[Saved data entries]
+++

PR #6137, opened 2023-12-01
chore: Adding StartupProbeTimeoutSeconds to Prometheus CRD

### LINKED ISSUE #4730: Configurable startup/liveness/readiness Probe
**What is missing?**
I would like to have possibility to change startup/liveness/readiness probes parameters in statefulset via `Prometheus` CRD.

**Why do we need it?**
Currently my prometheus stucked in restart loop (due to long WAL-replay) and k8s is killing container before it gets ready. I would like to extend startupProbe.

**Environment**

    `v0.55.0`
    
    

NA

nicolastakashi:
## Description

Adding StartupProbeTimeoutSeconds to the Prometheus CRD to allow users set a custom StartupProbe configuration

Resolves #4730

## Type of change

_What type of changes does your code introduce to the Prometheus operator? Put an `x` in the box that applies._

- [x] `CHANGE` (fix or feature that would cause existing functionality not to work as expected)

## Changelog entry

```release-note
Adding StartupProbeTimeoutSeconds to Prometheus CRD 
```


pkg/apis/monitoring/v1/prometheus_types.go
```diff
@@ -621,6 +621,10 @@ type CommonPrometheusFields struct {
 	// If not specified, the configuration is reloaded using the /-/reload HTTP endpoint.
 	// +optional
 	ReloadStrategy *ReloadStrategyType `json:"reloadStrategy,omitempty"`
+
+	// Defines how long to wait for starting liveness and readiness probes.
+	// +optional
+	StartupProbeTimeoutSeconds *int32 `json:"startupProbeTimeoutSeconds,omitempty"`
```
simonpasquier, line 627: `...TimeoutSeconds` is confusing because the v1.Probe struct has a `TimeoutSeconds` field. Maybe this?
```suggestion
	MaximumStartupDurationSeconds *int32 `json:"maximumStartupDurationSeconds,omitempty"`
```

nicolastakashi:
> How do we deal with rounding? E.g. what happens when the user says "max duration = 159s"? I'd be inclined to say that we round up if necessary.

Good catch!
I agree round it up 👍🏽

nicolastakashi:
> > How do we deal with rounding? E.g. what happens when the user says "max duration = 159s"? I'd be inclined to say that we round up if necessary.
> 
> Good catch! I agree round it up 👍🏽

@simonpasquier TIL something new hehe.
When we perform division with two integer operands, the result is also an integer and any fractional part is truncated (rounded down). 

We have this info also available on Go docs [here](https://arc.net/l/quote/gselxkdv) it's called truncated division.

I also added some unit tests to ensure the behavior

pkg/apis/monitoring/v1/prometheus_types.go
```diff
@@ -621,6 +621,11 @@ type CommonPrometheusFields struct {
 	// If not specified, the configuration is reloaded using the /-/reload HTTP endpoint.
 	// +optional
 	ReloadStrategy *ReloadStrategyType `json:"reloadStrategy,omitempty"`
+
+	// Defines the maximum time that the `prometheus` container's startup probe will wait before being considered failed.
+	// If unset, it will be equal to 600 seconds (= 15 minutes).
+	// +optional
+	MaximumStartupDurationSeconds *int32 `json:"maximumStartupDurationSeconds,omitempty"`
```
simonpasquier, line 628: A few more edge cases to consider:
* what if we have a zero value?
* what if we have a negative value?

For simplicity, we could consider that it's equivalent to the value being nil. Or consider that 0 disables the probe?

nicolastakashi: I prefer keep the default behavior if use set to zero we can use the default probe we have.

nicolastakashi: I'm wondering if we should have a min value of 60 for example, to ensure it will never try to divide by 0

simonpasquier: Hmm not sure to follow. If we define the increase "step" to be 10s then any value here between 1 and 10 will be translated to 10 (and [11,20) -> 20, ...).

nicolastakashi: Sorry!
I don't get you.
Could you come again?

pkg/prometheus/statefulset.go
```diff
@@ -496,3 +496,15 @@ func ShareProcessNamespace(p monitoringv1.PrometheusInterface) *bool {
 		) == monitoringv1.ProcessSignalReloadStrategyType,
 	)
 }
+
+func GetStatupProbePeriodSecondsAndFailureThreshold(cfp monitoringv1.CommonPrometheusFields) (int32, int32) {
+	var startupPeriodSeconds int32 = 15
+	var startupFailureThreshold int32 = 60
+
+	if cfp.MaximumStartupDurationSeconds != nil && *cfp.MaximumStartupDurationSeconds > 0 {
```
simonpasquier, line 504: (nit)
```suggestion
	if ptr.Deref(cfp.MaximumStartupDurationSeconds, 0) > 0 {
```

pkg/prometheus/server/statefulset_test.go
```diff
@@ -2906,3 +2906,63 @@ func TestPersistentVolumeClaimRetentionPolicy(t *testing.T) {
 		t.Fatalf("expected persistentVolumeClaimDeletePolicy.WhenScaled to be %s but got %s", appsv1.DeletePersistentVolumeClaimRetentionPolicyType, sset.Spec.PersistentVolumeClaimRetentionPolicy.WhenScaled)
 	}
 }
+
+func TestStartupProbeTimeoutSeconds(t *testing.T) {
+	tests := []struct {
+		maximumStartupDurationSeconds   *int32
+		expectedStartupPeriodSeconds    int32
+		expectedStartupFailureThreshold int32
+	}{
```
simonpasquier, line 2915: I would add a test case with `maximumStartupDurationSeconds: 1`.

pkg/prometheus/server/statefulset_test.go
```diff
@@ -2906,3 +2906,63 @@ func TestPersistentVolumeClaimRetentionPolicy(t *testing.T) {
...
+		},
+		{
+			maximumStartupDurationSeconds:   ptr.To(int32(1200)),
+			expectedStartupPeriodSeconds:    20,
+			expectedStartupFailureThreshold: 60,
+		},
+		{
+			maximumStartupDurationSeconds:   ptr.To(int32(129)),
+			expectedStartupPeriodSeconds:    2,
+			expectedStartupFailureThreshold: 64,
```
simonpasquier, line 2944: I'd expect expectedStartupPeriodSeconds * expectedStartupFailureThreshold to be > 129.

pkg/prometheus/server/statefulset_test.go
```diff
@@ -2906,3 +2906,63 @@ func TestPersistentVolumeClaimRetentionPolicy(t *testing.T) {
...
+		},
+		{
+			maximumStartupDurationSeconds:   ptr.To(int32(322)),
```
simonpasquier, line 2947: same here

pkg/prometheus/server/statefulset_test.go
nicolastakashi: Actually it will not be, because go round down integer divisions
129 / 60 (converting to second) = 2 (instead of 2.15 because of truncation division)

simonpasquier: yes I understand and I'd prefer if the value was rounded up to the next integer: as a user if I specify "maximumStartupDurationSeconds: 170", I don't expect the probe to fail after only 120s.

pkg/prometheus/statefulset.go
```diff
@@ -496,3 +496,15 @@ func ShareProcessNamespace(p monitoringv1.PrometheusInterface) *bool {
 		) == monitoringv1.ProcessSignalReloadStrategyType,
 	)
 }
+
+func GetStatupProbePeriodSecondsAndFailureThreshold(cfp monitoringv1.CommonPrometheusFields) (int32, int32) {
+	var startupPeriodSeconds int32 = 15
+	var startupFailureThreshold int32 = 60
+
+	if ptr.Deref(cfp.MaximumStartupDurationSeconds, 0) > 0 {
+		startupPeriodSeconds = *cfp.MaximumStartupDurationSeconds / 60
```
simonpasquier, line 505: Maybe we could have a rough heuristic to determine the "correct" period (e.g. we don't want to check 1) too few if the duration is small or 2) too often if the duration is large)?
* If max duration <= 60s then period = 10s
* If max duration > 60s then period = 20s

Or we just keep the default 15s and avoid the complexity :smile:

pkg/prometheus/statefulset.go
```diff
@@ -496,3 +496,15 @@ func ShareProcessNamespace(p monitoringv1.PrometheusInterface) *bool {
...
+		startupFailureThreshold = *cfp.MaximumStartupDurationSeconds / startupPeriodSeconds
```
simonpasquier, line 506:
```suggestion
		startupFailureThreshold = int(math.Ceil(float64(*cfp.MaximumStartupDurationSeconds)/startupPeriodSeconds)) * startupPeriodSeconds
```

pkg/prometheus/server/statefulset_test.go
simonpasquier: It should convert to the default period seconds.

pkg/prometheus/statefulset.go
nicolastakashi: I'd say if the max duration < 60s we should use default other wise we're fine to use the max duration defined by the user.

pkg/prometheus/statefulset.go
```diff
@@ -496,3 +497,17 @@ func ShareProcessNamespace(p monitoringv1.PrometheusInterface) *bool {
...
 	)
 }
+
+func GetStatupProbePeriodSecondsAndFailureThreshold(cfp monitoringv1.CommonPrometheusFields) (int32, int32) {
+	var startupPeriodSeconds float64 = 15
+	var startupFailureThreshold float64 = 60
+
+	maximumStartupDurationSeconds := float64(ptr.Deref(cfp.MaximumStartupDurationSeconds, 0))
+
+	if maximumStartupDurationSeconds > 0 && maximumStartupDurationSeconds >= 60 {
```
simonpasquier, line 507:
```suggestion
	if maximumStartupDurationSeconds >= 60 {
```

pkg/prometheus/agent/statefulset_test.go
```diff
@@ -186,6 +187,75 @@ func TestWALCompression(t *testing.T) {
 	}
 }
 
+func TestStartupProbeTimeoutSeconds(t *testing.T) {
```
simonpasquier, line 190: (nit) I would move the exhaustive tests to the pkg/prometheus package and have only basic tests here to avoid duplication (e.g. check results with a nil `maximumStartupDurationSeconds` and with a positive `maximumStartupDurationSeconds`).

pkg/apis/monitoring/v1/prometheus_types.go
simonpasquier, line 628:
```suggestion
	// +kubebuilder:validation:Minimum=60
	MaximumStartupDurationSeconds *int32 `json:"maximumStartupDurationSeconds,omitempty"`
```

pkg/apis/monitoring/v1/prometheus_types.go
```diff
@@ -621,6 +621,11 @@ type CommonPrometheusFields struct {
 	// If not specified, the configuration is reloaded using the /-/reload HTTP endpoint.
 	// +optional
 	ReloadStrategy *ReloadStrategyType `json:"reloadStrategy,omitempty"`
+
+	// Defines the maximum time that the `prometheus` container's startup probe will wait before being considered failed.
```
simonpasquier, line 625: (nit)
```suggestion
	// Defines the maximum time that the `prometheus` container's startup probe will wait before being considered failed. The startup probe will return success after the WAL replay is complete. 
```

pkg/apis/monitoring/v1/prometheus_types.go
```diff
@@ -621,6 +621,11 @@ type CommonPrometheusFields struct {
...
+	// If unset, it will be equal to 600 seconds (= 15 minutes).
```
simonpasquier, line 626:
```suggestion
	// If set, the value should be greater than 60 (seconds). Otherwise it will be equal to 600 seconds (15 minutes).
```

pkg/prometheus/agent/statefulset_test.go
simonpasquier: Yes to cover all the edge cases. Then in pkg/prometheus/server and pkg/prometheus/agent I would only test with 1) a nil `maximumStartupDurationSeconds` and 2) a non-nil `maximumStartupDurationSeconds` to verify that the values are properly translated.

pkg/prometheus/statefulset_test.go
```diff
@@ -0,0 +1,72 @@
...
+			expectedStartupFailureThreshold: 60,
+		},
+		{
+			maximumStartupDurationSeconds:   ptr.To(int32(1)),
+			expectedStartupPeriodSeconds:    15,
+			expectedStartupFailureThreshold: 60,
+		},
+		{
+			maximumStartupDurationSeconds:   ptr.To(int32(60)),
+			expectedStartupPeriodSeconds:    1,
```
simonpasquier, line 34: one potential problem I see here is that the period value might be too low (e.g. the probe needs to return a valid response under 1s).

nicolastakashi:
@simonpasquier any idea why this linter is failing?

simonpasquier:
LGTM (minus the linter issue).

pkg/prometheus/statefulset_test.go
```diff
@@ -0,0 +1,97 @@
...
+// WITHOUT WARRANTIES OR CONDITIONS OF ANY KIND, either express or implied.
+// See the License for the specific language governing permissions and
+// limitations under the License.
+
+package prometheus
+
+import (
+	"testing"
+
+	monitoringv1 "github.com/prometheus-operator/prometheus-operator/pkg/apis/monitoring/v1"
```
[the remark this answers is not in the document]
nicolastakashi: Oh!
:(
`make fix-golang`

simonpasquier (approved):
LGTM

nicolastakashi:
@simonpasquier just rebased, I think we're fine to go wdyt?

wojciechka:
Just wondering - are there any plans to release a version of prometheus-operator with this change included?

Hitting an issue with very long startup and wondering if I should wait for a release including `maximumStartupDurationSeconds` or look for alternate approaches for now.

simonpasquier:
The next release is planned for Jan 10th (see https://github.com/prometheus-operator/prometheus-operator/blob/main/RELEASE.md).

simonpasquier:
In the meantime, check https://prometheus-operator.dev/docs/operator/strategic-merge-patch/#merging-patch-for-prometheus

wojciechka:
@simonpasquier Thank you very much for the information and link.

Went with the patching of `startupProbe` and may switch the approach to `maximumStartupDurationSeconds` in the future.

+++

Problem details — Across the records above, show each line containing the word "default".

Solution to this task —
nicolastakashi: I prefer keep the default behavior if use set to zero we can use the default probe we have.
Or we just keep the default 15s and avoid the complexity :smile:
simonpasquier: It should convert to the default period seconds.
nicolastakashi: I'd say if the max duration < 60s we should use default other wise we're fine to use the max duration defined by the user.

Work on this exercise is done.